(Saved entries)
PR #401, opened 2016-01-28
Fixes #398 - Stopping background debug session and notify user if user is logged out

### LINKED ISSUE #398: Stopping background debug session and notify user if user is logged out
This is part of #229 

If user decides to keep listening for snapshots in the background when the actual debug session is stopped and the user logs out, any background session should be stopped and the user notified about it.

akerekes:


google-cloud-tools-plugin/resources/messages/CloudToolsBundle.properties
```diff
@@ -128,3 +128,5 @@ clouddebug.snapshots=Cloud Debugger Snapshots
 clouddebug.couldnotconnect=Could not connect to Google. Please make sure you have a working internet connection.
 clouddebug.stop.and.create.new.session=A cloud debugger session is already running.\nWould you like to stop it and start a new session?
 clouddebug.stop.background.and.create.new.session=A cloud debugger session is listening in the background.\nWould you like to stop it and start a new session?
+clouddebug.background.listener.error.title=Error while connecting to Cloud Debug backend
```
elharo: Cloud Debugger backend

google-cloud-tools-plugin/resources/messages/CloudToolsBundle.properties
```diff
@@ -128,3 +128,5 @@ clouddebug.snapshots=Cloud Debugger Snapshots
...
+clouddebug.background.listener.error.message=A cloud debug process is listening in the background but cannot access the backend, listening will stop now. Verify that there is a Google account signed in with access permissions to the project
```
elharo: cloud debugger process

google-cloud-tools-plugin/testSrc/com/google/gct/idea/debugger/CloudDebugGlobalPollerTest.java
```diff
@@ -0,0 +1,47 @@
...
+  public void setUp() throws Exception {
+    cloudDebugProcessState = new CloudDebugProcessState();
+  }
+
+  @Test
+  public void testPollForChangesFiresNotificationIfBackgroundListeningFails() throws Exception {
+    cloudDebugProcessState.setListenInBackground(true);
+    Application application = ApplicationManager.getApplication();
+    Notifications handler = Mockito.mock(Notifications.class);
+    // sending out notifications rely on several static method calls in
```
elharo: relies

google-cloud-tools-plugin/src/com/google/gct/idea/debugger/CloudDebugGlobalPoller.java
```diff
@@ -166,13 +170,27 @@ private void fireBreakpointsChanged(@NotNull CloudDebugProcessState state) {
...
+  void pollForChanges(@NotNull final CloudDebugProcessState state) {
     final Debugger client = CloudDebuggerClient.getShortTimeoutClient(state);
     if (client == null) {
-      // It is ok if there is no client.  We may want to consider notifying the user that
-      // background polling is disabled until they login, but for now, we can just doc it.
-      LOG.info("no client available attempting to checkForChanges");
-      return;
+      if (state.isListenInBackground()) {
+        // state is supposed to listen, but does not have access to the backend
+        LOG.warn("CloudDebugProcessState is listening in the background but no debugger client "
```
patflynn: remind me, does 'warn' trigger an intellij error visible to the user?

google-cloud-tools-plugin/src/com/google/gct/idea/debugger/CloudDebugGlobalPollerTimerTask.java
```diff
@@ -0,0 +1,22 @@
+package com.google.gct.idea.debugger;
+
+import java.util.TimerTask;
+
+/**
+ * Polls changes from the Cloud Debug backend executed by a timer in CloudDebugGlobalPoller
```
patflynn: Polls for changes from the Cloud Debugger.  You don't want to refer to your client classes in your Javadoc.

google-cloud-tools-plugin/src/com/google/gct/idea/debugger/CloudDebugGlobalPoller.java
```diff
@@ -44,15 +48,22 @@
...
 public class CloudDebugGlobalPoller {
+
   private static final int DELAY_MS = 5000;
   private static final Logger LOG = Logger.getInstance(CloudDebugGlobalPoller.class);
+
+  /**
+   * Display group used to display notifications in the IDE
+   */
+  public static final String CLOUD_DEBUGGER_ERROR_NOTIFICATIONS_DISPLAY_GROUP =
+      "Cloud Debugger Error Notifications";
```
patflynn: I guess this text is never seen by the user?

google-cloud-tools-plugin/src/com/google/gct/idea/debugger/CloudDebugGlobalPoller.java
```diff
@@ -166,13 +170,27 @@ private void fireBreakpointsChanged(@NotNull CloudDebugProcessState state) {
...
    */
-  private void pollForChanges(@NotNull final CloudDebugProcessState state) {
+  void pollForChanges(@NotNull final CloudDebugProcessState state) {
     final Debugger client = CloudDebuggerClient.getShortTimeoutClient(state);
     if (client == null) {
-      // It is ok if there is no client.  We may want to consider notifying the user that
-      // background polling is disabled until they login, but for now, we can just doc it.
-      LOG.info("no client available attempting to checkForChanges");
-      return;
+      if (state.isListenInBackground()) {
```
patflynn: I'm a bit confused why pollForChanges while !state.isListenInBackground means that there is an access issue.

google-cloud-tools-plugin/src/com/google/gct/idea/debugger/CloudDebugGlobalPoller.java
etanshaul: no it doesn't. I tested this myself previously.

google-cloud-tools-plugin/resources/messages/CloudToolsBundle.properties
akerekes: The idea for "listening will stop now" was to notify the user that the plugin will stop listening in the background for events from the backend. If we omit it, it might not be obvious to the user that this is not only a warning, but also something else have changed.

google-cloud-tools-plugin/src/com/google/gct/idea/debugger/CloudDebugGlobalPoller.java
akerekes: That's right, it is used only internally by IntelliJ to differentiate between different notification groups allowing to set different behavior for them.

google-cloud-tools-plugin/src/com/google/gct/idea/debugger/CloudDebugGlobalPoller.java
akerekes: On line 174 we failed to obtain a Debugger client, presumably because of access error (or e.g. network failure). If state.isListenInBackground() is true it means that this debug session is listening for events in the background. Thus if it is supposed to listen but cannot get access view the Debugger client, that's an unexpected situation.

patflynn: Is there a way to idenitfy the specific case of no longer being authorized?  What happens in getShortTimeoutClient when the user has lost access?

akerekes: This PR is for the case when the user explicitly logs out. In this case the locally cached user credentials are deleted during logout. When the next time getShortTimeoutClient() is called, it cannot find the credentials and therefore does not attempt a server request, but returns a `null` instead of a Debugger instance.
We can change the return type of the method to be a (status,Debugger) tuple and the status could show the error reason if Debugger is null.

google-cloud-tools-plugin/testSrc/com/google/gct/idea/debugger/CloudDebugGlobalPollerTest.java
```diff
@@ -0,0 +1,47 @@
...
+
+    CloudDebugGlobalPoller cloudDebugGlobalPoller = new CloudDebugGlobalPoller();
+    cloudDebugGlobalPoller.pollForChanges(cloudDebugProcessState);
+
+    assertFalse(cloudDebugProcessState.isListenInBackground());
+    verify(handler)
+        .notify(argThat(HasPropertyWithValue.<Notification>hasProperty("title",
+                                                            is("Error while connecting to Cloud Debugger backend"))));
+  }
+}
```
patflynn: make sure you have a new line at the EOF here and on the CloudDebugGlobalPollerTimerTaskTest

patflynn:
lgtm once you've addressed formatting comments. make sure you squash commits.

YOUR ASSIGNMENT -> Read through the entries and copy every line that includes "Polls".

RESPONSE TO THIS TASK ->
+ * Polls changes from the Cloud Debug backend executed by a timer in CloudDebugGlobalPoller
patflynn: Polls for changes from the Cloud Debugger.  You don't want to refer to your client classes in your Javadoc.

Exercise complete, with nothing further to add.